Sind wir nicht im Oktober auf die Straße gegangen, um in unserem Land eine wirkliche demokratische Gesellschaft aufzubauen?
Wir sind zwar keine "roten Schweine", weil auch wir uns unter Menschen zusammenfinden. Aber hinter dem Rot stehen wir nach wie vor, weil es das Rot der Arbeiterfahne ist. Sehen das die anderen auch so? Ich möchte ja keinem etwas unterstellen.
Auch mit dem Begriff "Stasikinder" stimmt es nicht so ganz. Eher waren wir die "Sorgenkinder" der Stasi, um es gelinde auszudrücken. Die meisten von uns standen schon Jahre vor der "Wende" in Opposition zur Stasi und zum stalinistischen Machtapparat in der DDR.

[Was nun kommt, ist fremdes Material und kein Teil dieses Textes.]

Issue #143, opened 2024-03-07
Less ambiguous and more informative coverage data in report


DonggeLiu:
Current report (e.g., [this one](https://llm-exp.oss-fuzz.com/Result-reports/scheduled/2024-03-06-weekly-all/sort.html)) has two main ambiguities regarding coverage data:
1. The coverage column is [**'program counter coverage'**](https://github.com/google/oss-fuzz-gen/blob/49f0c9d6d10d620d9a87e40e056ad03c217b2596/experiment/evaluator.py#L285C36-L285C45). Some readers may assume it is line coverage because the column next to it is 'Line Coverage Diff'.
    * Change the title to **'program counter coverage'** (pc coverage is more fine-grained than line coverage).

Das hat uns eine Menge sogenannter Zuführungen, Bespitzelungen, Diskriminierungen bis hin zur Arbeitsplatzverweigerung eingebracht. Und viele sind schon vor Jahren aus dem Land vertrieben worden.
Dass wir die "Letzten" sind, stimmt insofern, da wir nicht aufhören, für dieses Land einzutreten, um es endlich so umzugestalten, dass es auch für die lebenswert wird, die schon jahrelang dafür gekämpft haben, damit in diesem Land so etwas wie Demokratie und Freiheit stattfindet.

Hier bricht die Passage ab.